Source records:
Start of Block

Issue #244, opened 2024-03-20
Rename Relayer and messageRelayer types


cam-schultz:
**Context and scope**
As described in https://github.com/ava-labs/awm-relayer/issues/240, in order to support shared database access, we need to persist `messageRelayer` instances and have them handle a unique database key. That key identifies a particular (source chain, destination chain, source address, destination address) tuple. Another way to think about that tuple is that it represents Warp messaging between two distinct applications on different chains. We should replace "message relayer" with "application relayer" to better reflect the use of the type.

Additionally, the current `Relayer` type doesn't actual perform any relaying - this is done by `ApplicationRelayer`s. We should rename `Relayer` to `Listener` to better reflect its function as a subscriber to a particular source blockchain, and manager of the configured `ApplicationRelayer`s

**Discussion and alternatives**
We need to rename:
- `messageRelayer` type to `ApplicationRelayer`
  - Associated variables in the `Relayer` type
- `Relayer` to `Listener` 
- Metric names
- Comments throughout

PR #262, opened 2024-04-17
Rename relayer types

cam-schultz:
## Why this should be merged
Fixes https://github.com/ava-labs/awm-relayer/issues/244

## How this works
Renames relevant types

## How this was tested
CI

## How is this documented
N/A

### DIFF
--- a/relayer/listener.go
+++ b/relayer/listener.go
@@ -363,7 +363,7 @@ func (lstnr *Listener) RelayMessage(warpLogInfo *vmtypes.WarpLogInfo, storeProce
 		zap.String("warpMessageID", unsignedMessage.ID().String()),
 	)
 
-	// Check that the warp message is from a support message protocol contract address.
+	// Check that the warp message is from a supported message protocol contract address.
 	messageManager, supportedMessageProtocol := lstnr.messageManagers[warpLogInfo.SourceAddress]
 	if !supportedMessageProtocol {
 		// Do not return an error here because it is expected for there to be messages from other contracts
@@ -371,6 +371,7 @@ func (lstnr *Listener) RelayMessage(warpLogInfo *vmtypes.WarpLogInfo, storeProce
 		lstnr.logger.Debug(
 			"Warp message from unsupported message protocol address. Not relaying.",
 			zap.String("protocolAddress", warpLogInfo.SourceAddress.Hex()),
+			zap.String("warpMessageID", unsignedMessage.ID().String()),
 		)
 		return nil
 	}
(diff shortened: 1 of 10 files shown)


sample-relayer-config.json
```diff
@@ -9,10 +10,10 @@
       "rpc-endpoint": "https://api.avax-test.network/ext/bc/C/rpc",
       "ws-endpoint": "wss://api.avax-test.network/ext/bc/C/ws",
       "message-contracts": {
-        "0x253b2784c75e510dD0fF1da844684a1aC0aa5fcf": {
+        "0xF7cBd95f1355f0d8d659864b92e2e9fbfaB786f7": {
```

End of Block

Wherever the word "RelayMessage" appears in the entries above, copy that line.

@@ -363,7 +363,7 @@ func (lstnr *Listener) RelayMessage(warpLogInfo *vmtypes.WarpLogInfo, storeProce
@@ -371,6 +371,7 @@ func (lstnr *Listener) RelayMessage(warpLogInfo *vmtypes.WarpLogInfo, storeProce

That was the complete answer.